Comme nous le montre Les Silences du palais, le passage d’un corps neutre, asexué de fillette à un corps expressif, sexué de femme engendre un changement de taille dans la vie d’Alia. En effet, dans la culture maghrébine et tunisienne, ce passage signifie fréquemment la préparation au mariage et l’isolation des autres mâles de la famille et surtout du père. Dans le film de M. Tlatli, la transformation du corps est éprouvée avec une véritable douleur et anxiété par la jeune Alia qui essaye de dissimuler son corps. Cette dissimulation du corps est une sorte d’automutilation car elle conduit, grâce à diverses stratégies, au reniement et à l’occultation de la féminité. Alia part en guerre contre son corps et décide de ne plus manger. Devant Khalti Hadda qui la supplie de manger car “ aucun homme ne voudra d’une maigrichonne! Une femme doit être bien en chair ”, Alia oppose un refus obstiné de s’alimenter. Son geste consisterait à empêcher l’épanouissement naturel de son corps adolescent, par des sacrifices divers, dont la privation de nourriture est le plus remarquable. Ne pas manger est un moyen très efficace pour empêcher cette efflorescence honteuse. Par la suite, Alia est atteinte d’une maladie “ inconnue ”. Rien n’y fera, elle continue à refuser de manger. L’anorexie, comme le savent très bien les médecins occidentaux, est un refus d’accéder à l’âge adulte, et par conséquent, sexuée. Non seulement le refus de s’alimenter fond les rondeurs féminines, mais produit aussi la suppression de la menstruation, signifiant donc un retour à la “ pureté ” de l’enfance. La restriction alimentaire est une des armes les plus radicales pour contrecarrer cet “ ennemi doté d’une maléfique volonté propre ”, le corps féminin.

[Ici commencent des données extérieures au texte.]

PR #1668, opened 2022-12-26
DTO → Resources

### LINKED ISSUE #1642: [Enhancement] Use Laravel resources instead of homemade DTO
See https://laravel.com/docs/9.x/eloquent-resources

Laravel Daily video:
[IMAGE ALT TEXT](http://www.youtube.com/watch?v=sAscQPIm_jY&t=200s)

While this would imply (yet again) a significant refactoring,
it would clean up and clarify what the expected returns are.

ildyria:
Fixes #1642 

Leverage of Laravel Resources for a more explicit attributes in responses. No hidden surprises.

- [x] : add json missing tests for smart albums as we no longer return null.


Makefile
```diff
@@ -102,3 +103,11 @@ gen_major:
 
 release_major: gen_major
 	git commit -m "bump to version $(shell cat version.md)"
+
+TESTS_PHP := $(shell find tests/Feature -name "*Test.php" -printf "%f\n")
+TEST_DONE := $(addprefix build/,$(TESTS_PHP:.php=.done))
```
qwerty287, line 108: What's this for? Can you explain a bit please?

ildyria: When I was debugging each tests, rather than executing the full test suite, I was running `make all_tests`.

`TESTS_PHP` contains a list of all the tests files.
`TEST_DONE` generates a list of `build/testName.done` from `TESTS_PHP`

The recipe `all_tests` depends on all the `TEST_DONE` files and thus generates them.
those are generated with the recipe:
```makefile
build/%.done: tests/Feature/%.php
	vendor/bin/phpunit --filter $* && touch build/$*.done
```
which will run phpunit only for that specific test file and generate a done on success.

As a result, by doing `make all_tests` I will be executing all the tests, sequentially. This allows me to go through all the tests one by one and debug them each one at time rather than all in one go.
Modifying a test file also immediately triggers rebuilding the associated done file.

app/Models/Extensions/ToArrayThrowsNotImplemented.php
```diff
@@ -0,0 +1,19 @@
...
+
+use App\Exceptions\Internal\NotImplementedException;
+
+/**
+ * Trait ToArrayThrowsNotImplemented.
+ *
+ * Now that we use Resources toArray should no longer be used.
+ * Throw an exception if we encounter this function in the code.
+ */
+trait ToArrayThrowsNotImplemented
```
qwerty287, line 13: Is this really necessary? Calling a non-existing function should throw an exception anyways, and I don't see why we need something like this.

ildyria: Unfortunately yes. The reason is that `Model` are of the type `Arrayable`, hence provide the method `toArray` by default which will convert the attributes except those mentioned in `$hidden`.
In theory, the method provided by this trait should not be reached in any code path, but I would like to really ensure this does not happen at all in a hidden array cast that we did not think of. :)

qwerty287 (approved):
Tested, seems working.

ildyria:
Fun fact, this fixes the broken front-end when doing searches.

PR #1698, opened 2023-01-08
Fix 2fa tests

ildyria:
This will make sure that 2FA is properly executed.
Values have been generated locally from a yubikey 4.


qwerty287 (approved):

ildyria:
Will need to fix it a bit more :')

ildyria:
Now all tests should pass. :)

PR #1714, opened 2023-01-16
Improve tests to also use users.

### LINKED ISSUE #634: [Enhancement] Add Regression tests.

ildyria:
Fixes #634  - Last tests missing

**Still unsure we want those changes as they complexify the tests quite a bit...**

Change can be summarized as follows:
tests requiring a logged user via `setUp` are now using an abstract method which provides which user to run.
The rest of those change is to accomodate this abstract method.

### DIFF
--- a/tests/Feature/Abstract/AbstractPhotosAddHandlerGDTest.php
+++ b/tests/Feature/Abstract/AbstractPhotosAddHandlerGDTest.php
@@ -10,16 +10,17 @@
  * @noinspection PhpUnhandledExceptionInspection
  */
 
-namespace Tests\Feature;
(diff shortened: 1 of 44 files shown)


qwerty287 (approved):
Looks good to me.

ildyria:
Decided against it as it complexifies the test significantly and thus decrease the ability to track down what went wrong.
Tests should be easy to reproduce & understand, this is not something that does that.

PR #1724, opened 2023-01-21
Add configuration option to set auth guard driver

r7l:
Lychee extends the auth guard driver to be able to use session and token at the same time. It also defaults to this option by setting it to: `session-or-token` but does not provide an option for users to set this driver when needed.

Using tokens breaks Lychee when running behind a basic auth from Apache / Nginx with a user not related to Lychee and will only display a `BadRequestHeaderException` error.

This PR adds an option called `LYCHEE_AUTH_GUARD` which will default to `session-or-token` as it is the default already. It allows users with select between `session`, `token` and `session-or-token`.

I will add another PR for the docs.

### DIFF
--- a/.env.example
+++ b/.env.example
@@ -60,6 +60,16 @@ DB_LIST_FOREIGN_KEYS=true
 # LYCHEE_DIST_URL="dist/"
 # LYCHEE_SYM_URL="sym/"
 
+# Authentication guard. This defines how the users are actually retrieved
+# out of your database or other storage mechanisms used by this application
+# to persist your user's data.
+# Possible values are:
+#
+# - session: user is retrieved from session
+# - token: user is retrieved from token like basic auth
+# - session-or-token: uses both (the default)
+# LYCHEE_AUTH_GUARD="session-or-token"
+
 CACHE_DRIVER=file
 SESSION_DRIVER=file
 SESSION_LIFETIME=120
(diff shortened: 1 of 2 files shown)


.env.example
```diff
@@ -60,6 +60,16 @@ DB_LIST_FOREIGN_KEYS=true
 # LYCHEE_DIST_URL="dist/"
 # LYCHEE_SYM_URL="sym/"
 
+# Authentication guard. This defines how the users are actually retrieved
+# out of your database or other storage mechanisms used by this application
+# to persist your user's data.
+# Possible values are:
+#
+# - session: user is retrieved from session
+# - token: user is retrieved from token like basic auth
```
qwerty287: I don't think recommending `token` is a good idea. It would be better to remove it in favor of `session` and `session-or-token`.

If there are only two possibilities left, we can also move it to a boolean variable like `ENABLE_TOKEN_AUTH` which can then also be used to hide the UI elements.

r7l: It is already recommended in [auth.php](https://github.com/LycheeOrg/Lychee/blob/master/config/auth.php#L33) but it seems to be a default text from Laravel as i can see the same text in other projects as well. I don't mind the options and possibilities as long as it does allow to disable tokens.

If you have it a boolean it would require some logic in auth.php to be added. My PR currently just allows any of the existing settings to be set.

qwerty287: You don't need that much logic: `env('ENABLE_TOKEN_AUTH', true) ? 'session-or-token' : 'session'`

qwerty287 (approved):

ildyria (approved):
LGTM.

PR #1730, opened 2023-01-23
Fix wording for authentication guard option

r7l:
As discussed [here](https://github.com/LycheeOrg/LycheeOrg.github.io/pull/85), the wording was approved by mistake. This PR will fix it.

### DIFF
--- a/.env.example
+++ b/.env.example
@@ -60,8 +60,7 @@ DB_LIST_FOREIGN_KEYS=true
 # LYCHEE_DIST_URL="dist/"
 # LYCHEE_SYM_URL="sym/"
 
-# Support for token based authentication like basic auth. Enabled by default.
-# Disable when running Lychee behind 3rd party managed authentication.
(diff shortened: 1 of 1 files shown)


.env.example
```diff
@@ -60,8 +60,7 @@ DB_LIST_FOREIGN_KEYS=true
 # LYCHEE_DIST_URL="dist/"
 # LYCHEE_SYM_URL="sym/"
 
-# Support for token based authentication like basic auth. Enabled by default.
-# Disable when running Lychee behind 3rd party managed authentication.
+# Support for token based authentication used by API requests. Enabled by default.
 # ENABLE_TOKEN_AUTH="true"
```
d7415: Question for the room: For consistency, should we drop the quotes?
```suggestion
# ENABLE_TOKEN_AUTH=true
```

r7l: You're right. That was a leftover from being a string value at first.

ildyria (approved):
LGTM.

Issue #1732, opened 2023-01-25
[Enhancement] Consistent URLs when Landing Page is disabled


nicokaiser:
When the Landing Page is enabled, the Gallery and all its URLs are `https://example.com/gallery#xyzzy` and `https://example.com/gallery#xyzzy/aabbcc`.
When the Landing Page is disabled, the URLs are `https://example.com/#xyzzy` and `https://example.com/#xyzzy/aabbcc`, but this is only due to the IndexController also delivering the Gallery in this case. The `gallery#` URLs still seem to be the canonical URLs.

Also, redirects are going to the `gallery#` versions. `https://example.com/r/xyzzy` -> `https://example.com/gallery#xyzzy`
When enabling the Landing Page at a later time, previous URLs like `https://example.com/#xyzzy` do not work anymore.

Wouldn't it be more consistent to have all URLs generated by the frontend include the `gallery` prefix? There are two options:

1. Currently IndexController renders the frontend when Landing Page is disabled. This could be replaced by a `redirect('gallery')`. This would be the "cleanest" way to achieve this, however when using this option, there is not real "homepage" anymore (because `/` redirects to `/gallery`). (The return type of the method also needs to be adjusted)

https://github.com/LycheeOrg/Lychee/blob/dc33883d76a3d76bf961ca29c9cacc108b7fc9d8/app/Http/Controllers/IndexController.php#L68

```diff
- 			return $this->frontend();
+ 			return redirect('gallery');
```

or 2. Change `lychee.goto` so it includes the prefix:

https://github.com/LycheeOrg/Lychee-front/blob/5ade25d897bc04df9cab15bda0dc0fb6c5e0b16a/scripts/main/lychee.js#L756

```diff
- 	url = "#" + (url !== null ? url : "");
+ 	url = "gallery#" + (url !== null ? url : "");
```

I'm not sure if the latter has implications on other URLs generated using `lychee.goto`, however I guess (!) this method is only used to generate album or photo URLs.

ildyria:
Will be fixed with the Livewire front-end I am working on.
This will be made consistent.

nicokaiser:
Great to hear! Anything I can help with on the Livewire task?

ildyria:
I am currently doing the header modal forms and will be working on the sidebar editing soon after, though I am considering adding a drop down-setting effect on the Album page to give a view of all modifiable settings in one go.

[...]

PR #1738, opened 2023-01-26
Fix URLs in RSS feeds (#1732)

nicokaiser:
URLs in RSS feeds are "https://example.com/#xyzzy/aabbcc".

This works in default installations, however the canonical URL to albums (and photos) starts with "/gallery", so these URLs should be
"https://example.com/gallery#xyzzy/aabbcc".

When using the landing page, URLs even _need_ to include "gallery", otherweise all of the RSS URLs only show the landing page.


nicokaiser:
See also [Lychee-front#379](https://github.com/LycheeOrg/Lychee-front/pull/379)

qwerty287 (approved):

Issue #1740, opened 2023-01-28
[Enhancement] Set theme-color


nicokaiser:
This is a small and subtle tweak, but it looks very good on platforms where the browser honors the `theme-color` meta property.

```html
<meta name="theme-color" content="#222">
```

`#222` is the color on the top of the toolbar gradient, so by setting the theme-color to this value, the toolbar transitions smoothely into the browser's frame, which makes the gradient look much better.

This can be seen on the right side of this screenshot (it is even better visible on mobile devices like Mobile Safari on iOS):

![theme-color](https://user-images.githubusercontent.com/238631/215284082-8ffa8168-8baa-45ad-bc87-ec7000b02c44.jpg)

nicokaiser:
![theme-color-ios](https://user-images.githubusercontent.com/238631/215284787-661823b7-9061-4ea2-883b-a6eebe9f0f03.jpg)

PR #1741, opened 2023-01-28
Set theme-color on frontend template (#1740)

nicokaiser:
See #1740.


ildyria (approved):

ildyria:
> See #1740.

In the future, instead of _See xxx_ use :
> Fixes #1740

That way, when we merge it automatically closes the associated Issue. :)

Issue #1521, opened 2019-09-24
Topic structure for subcribing to commands seems wrong


sophokles73:
The MQTT adapter requires authenticated devices to subcribe to topic
```
command/+/+/req/#
```
in order to receive commands.

The `+` wildcard characters used at the tenant and device ID positions might be misinterpreted to indicate that the device will receive commands for all devices of all tenants.
The name of the topic that the MQTT adapter publishes command messages to (`command///req/${req-id}/${command}` does not include any tenant nor device ID, indicating that the device's tenant and device ID are to be assumed.

FMPOV the topic that authenticated devices must use for subscribing to commands should be changed to
```
command///req/#
```
This would use the same logic as in the topic name for publishing commands, i.e. omitting the tenant and device ID implies that the tenant and device ID of the authenticated device is to be assumed.

For backwards compatibility we should declare the current topic name as deprecated but still accept it for some time.

calohmn:
Makes sense to me.

PR #1539, opened 2019-10-02
Fix topic names for subscribing to commands.

sophokles73:
addresses #1521


Alfusainey:
I think the command & control `concepts` docs is also affected by this change

PR #1540, opened 2019-10-04
Fix static imports.

sophokles73:
Adds a checkstyle rule which prevents static import of members.
Exceptions are added to allow the usual static import of assertions etc in test classes.

### DIFF
--- a/adapters/amqp-vertx/src/test/java/org/eclipse/hono/adapter/amqp/impl/VertxBasedAmqpProtocolAdapterTest.java
+++ b/adapters/amqp-vertx/src/test/java/org/eclipse/hono/adapter/amqp/impl/VertxBasedAmqpProtocolAdapterTest.java
@@ -12,13 +12,13 @@
  *******************************************************************************/
 package org.eclipse.hono.adapter.amqp.impl;
 
-import static org.hamcrest.core.IsEqual.equalTo;
 import static org.junit.Assert.assertThat;
 import static org.mockito.ArgumentMatchers.any;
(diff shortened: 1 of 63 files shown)


ctron:
> Adds a checkstyle rule which prevents static import of members.
> Exceptions are added to allow the usual static import of assertions etc in test classes.

Is this really an improvement? If we allow it for asserts, then why not in the other locations as well?

sophokles73:
> Is this really an improvement? 

FMPOV it is since it makes it easier to see where a constant/member has been defined when reading code.

> If we allow it for asserts, then why not in the other locations as well?

In test cases most (if not all) of the static imports are *well known*, i.e. everybody knows that *assertThat* has been imported from an assertion framework. In contrast to that, I am not able to recall where all the constants and helper functions that we have defined all over Hono's modules actually come from. So, for me it is very helpful to see the (defining) class name before the member name.

ctron:
I do understand that. However, to me the information where this comes from is only a "mouseover" or <kbd>F3</kbd> away.

On the other side, not having the defining class in the code makes it easier to read IMHO. As, for example, I am more interested in the information that the result code is `HTTP_OK`, and I don't really care where this was defined.

So if you all think this is right style, I am not opposing it. If you think it is, then go ahead and merge it.

kaniyan:
I have the same opinion as of @ctron regarding the static imports. For me the code with static imports are much more readable and looks more elegant compared to the other. Also for me it is a matter of personal taste and I can live with the other option.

L’adolescente part donc en guerre contre la servitude dans laquelle est emprisonné son propre corps, ce corps qui n’est plus le sien mais qui appartient désormais à la famille, à la collectivité. De plus, le corps d’Alia est destiné au même sort que celui du reste des servantes dont le corps est utilisé, sans leur consentement, par les seigneurs du palais. Le corps féminin dans ce film est meurtri et agressé soit par femme elle-même (l’automutilation) soit par l’homme comme par exemple le corps de Khadija agressé et violé par les hommes du palais.

Notes
323.

Aussi bien dans les discours quotidiens, que dans les pratiques magiques ou dans les chansons et les poèmes, l’hymne à la beauté blanche domine.